▸ **WORK TO BE COMPLETED**
Output only the lines of the entries that follow, starting at the one with "Refactor containers h includes" and running down to the one with "all other modules.", both included and unchanged.

[Saved data entries]

PR #1176, opened 2026-01-11
Refactor containers h includes

### LINKED ISSUE #968: Unnecessary CPP and C header in `Data.Map.Internal.Debug.html`?
I see `containers.h` being `#include`d in almost every module, which is probably the point, but is this just a specific choice: "include it everywhere, if we ever need it it'll be in scope and if we don't the compiler will just ignore it"? Or is this an oversight and is it better to limit the amount of CPP pragmas and inclusion of C headers?

RikuMinamiyama:
**Overview**
Removed unnecessary CPP and C header includes.

**Correction details**

- C header removal

   The following modules use values defined in `containers.h`:
   ```
   /haskell-containers/containers/src/Data/Graph.hs
   → DEFINE_PATTERN_SYNONYMS, USE_ST_MONAD, USE_UNBOXED_ARRAYS

   /haskell-containers/containers/src/Data/Sequence.hs
   → DEFINE_PATTERN_SYNONYMS

   /haskell-containers/containers/src/Data/IntSet/Internal.hs
   → WORD_SIZE_IN_BITS

   /haskell-containers/containers/src/Data/Map/Internal.hs
   → WORD_SIZE_IN_BITS

   /haskell-containers/containers/src/Data/Sequence/Internal.hs
   → DEFINE_PATTERN_SYNONYMS

   /haskell-containers/containers-tests/tests/IntSetValidity.hs
   → WORD_SIZE_IN_BITS
   ```
   Removed `#include "containers.h"` from all other modules.

- CPP removal

   Removed CPP language pragmas from files that do not use CPP directives.

**Testing**

- `cabal build containers` succeeds
- `cabal test containers-tests` passes all tests
- `cabal bench containers-tests` passes all benchmarks

While the changes are straightforward, they affect a wide range of files, so careful review is requested.

Fixes #968


RikuMinamiyama:
Thank you for your confirmation.

Regarding `containers.h` , I searched for values defined in `containers.h` , such as `DEFINE_PATTERN_SYNONYMS` , and removed the `containers.h` include from files where these values were absent. (LLMs were not used)

Regarding C++ pragmas, I first checked each file for the presence of `#ifdef` and similar directives. (No LLM was used.) Afterward, out of concern, I asked the LLM if there were any places where C++ pragma declarations might have been accidentally left in.

Additionally, when drafting the PR description, I used an LLM to translate from Japanese to English.

If there are any errors or omissions, please provide guidance.

meooow25 (approved):
I think `map-strictness.hs` could also do without the `{-# LANGUAGE CPP #-}`, would you please add that to the PR?
Also, it needs a rebase to avoid conflicts.

meooow25:
Closing in favor of #1213.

▸ **RESPONSE TO THIS TASK**
Refactor containers h includes

### LINKED ISSUE #968: Unnecessary CPP and C header in `Data.Map.Internal.Debug.html`?
I see `containers.h` being `#include`d in almost every module, which is probably the point, but is this just a specific choice: "include it everywhere, if we ever need it it'll be in scope and if we don't the compiler will just ignore it"? Or is this an oversight and is it better to limit the amount of CPP pragmas and inclusion of C headers?

RikuMinamiyama:
**Overview**
Removed unnecessary CPP and C header includes.

**Correction details**

- C header removal

   The following modules use values defined in `containers.h`:
   ```
   /haskell-containers/containers/src/Data/Graph.hs
   → DEFINE_PATTERN_SYNONYMS, USE_ST_MONAD, USE_UNBOXED_ARRAYS

   /haskell-containers/containers/src/Data/Sequence.hs
   → DEFINE_PATTERN_SYNONYMS

   /haskell-containers/containers/src/Data/IntSet/Internal.hs
   → WORD_SIZE_IN_BITS

   /haskell-containers/containers/src/Data/Map/Internal.hs
   → WORD_SIZE_IN_BITS

   /haskell-containers/containers/src/Data/Sequence/Internal.hs
   → DEFINE_PATTERN_SYNONYMS

   /haskell-containers/containers-tests/tests/IntSetValidity.hs
   → WORD_SIZE_IN_BITS
   ```
   Removed `#include "containers.h"` from all other modules.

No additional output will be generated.